It's interesting to see another of the high-powered Chinese startups I wrote about in Startup Asia -- Shanghai-based eHi Car Rental Services -- go public in New York. The leading Chinese car rental service eHi debuted on the NYSE on November 18, raising $120 million, the first IPO to tap into the China economy since Alibaba in September.
I remember meeting the founder and CEO of eHi, Ray Zhang, a classic returnee to China with Silicon Valley entrepreneurial experience and computer science smarts, at his Shanghai office in 2010. At that time, the operation he founded in 2006 was small but was on an exceptionally fast-growth track, expanding by 200 percent annually but still unprofitable. It still is losing money, by the way, despite taking in loads of venture capital and strategic investment while chasing the growth opportunity in China.
The son of a schoolteacher and scholar on Sino-US relations at the Hoover Institute on the campus of Stanford University, business didn’t seem to be a natural path for Zhang. But then again, how many opportunities come along to be in the driver’s seat on a fast-growth, still largely undeveloped market in the world’s fastest-growing economy? Zhang, an executive MBA graduate from the highly regarded CEBIS in Shanghai, knows eHi's success depends on precise execution, timing and plenty of financing and strategic deals.

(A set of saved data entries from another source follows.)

PR #223, opened 2024-03-20
test: output of grep command is capital letter and AZURE_ACR_NAME should be unique 

jacobbaek:
* changed to False from false. 
* can make a unique AZURE_ACR_NAME

Fixes # 

**Description**
'az group exists' printed true/false as capital letter.
So i added the ignore-case option(-i).
Also AZURE_ACR_NAME should be unique. but if the codespace is not using, only set karpenter as the AZURE_ACR_NAME 

make az-all

*

- [ ] Yes, issue opened: # 
- [x] No

**Release Note**
NONE

```release-note

```

### DIFF
--- a/Makefile-az.mk
+++ b/Makefile-az.mk
@@ -1,5 +1,5 @@
 AZURE_LOCATION ?= westus2
-COMMON_NAME ?= karpenter2test
+COMMON_NAME ?= karpenter
 ifeq ($(CODESPACES),true)
   AZURE_RESOURCE_GROUP ?= $(CODESPACE_NAME)
   AZURE_ACR_NAME ?= $(subst -,,$(CODESPACE_NAME))
--- a/Makefile-az.mk
+++ b/Makefile-az.mk
@@ -23,7 +23,7 @@ az-login: ## Login into Azure
 	az account set --subscription $(AZURE_SUBSCRIPTION_ID)
 
 az-mkrg: ## Create resource group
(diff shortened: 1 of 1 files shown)


Makefile-az.mk
```diff
@@ -1,13 +1,14 @@
 AZURE_LOCATION ?= westus2
+COMMON_NAME ?= karpenter2test
```
Bryce-Soghigian, line 2: Love, the common name bit. can we keep it as karpenter? Then I will approve

jacobbaek: sure. I will revert this name into karpenter.

Bryce-Soghigian (approved):

tallaxes:
@jacobbaek, thank you for the contribution!
* I am curios which environment produced capitalized True/False? (Which I suspect is not valid JSON ...)
* You can (and could) set `AZURE_ACR_NAME` prior to running make (it uses conditional assignment)

jacobbaek:
Hi @tallaxes ,
In my case, the core.output setting was table. so the result of grep was printed "True".
It is not problem If use the json default setting.
To clarify, I also opened PR for updating document. there is 'az config set core.output=json'.
https://github.com/Azure/karpenter-provider-azure/pull/225
Thanks for your advice.

tallaxes:
> In my case, the core.output setting was table. so the result of grep was printed "True".

Ok, that explains it. A better fix for that command would be to not rely on the default setting and have explicit `-o json` or -`o tsv`. 

And thank you for helping document non-codespace dev environment!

Zhang raised $5 million from Qiming Venture Partners and its then-U.S. affiliate, Ignition Partners in 2008. He brought in $19 million more in 2009 from CDH and JAFCO Asia, plus the two prior investors, and picked up a $70 million investment from Goldman Sachs as it geared up to go public. It was GGV Capital venture capitalist and eHi board member Hans Tung (then at Qiming) who introduced me to Ray in 2009, and in 2010, I invited Ray to be a featured speaker at a Silicon Dragon forum in Shanghai.
Gathering momentum, in 2012,
Fast forward to today, it has not been the smoothest path to an IPO for eHi, but then few from China are without bumps. eHi's NYSE listing was postponed for two days while allegations of misrepresenting financial performance and car fleet size were reviewed, and later discredited, according to Xinhua news reports. The stock traded down 2.5% at $11.70 for the initial day of trading and has stayed in that range to close at $11.64 five days later (today).
eHi, which provides car rentals and chauffer-driven cars in dozens of cities across China, booked $111 million in sales for the twelve-month period ending June 30, 2014. Revenues were up 48 percent to $62 million while losses checked in at $3.3 million for the last six month period ending June.
The car rental market in China has been growing by 30 percent annually from 2009 to 2013, and is expected to double to $8.2 billion by 2017. It remains a fragmented market, a further signal of opportunity for eHi.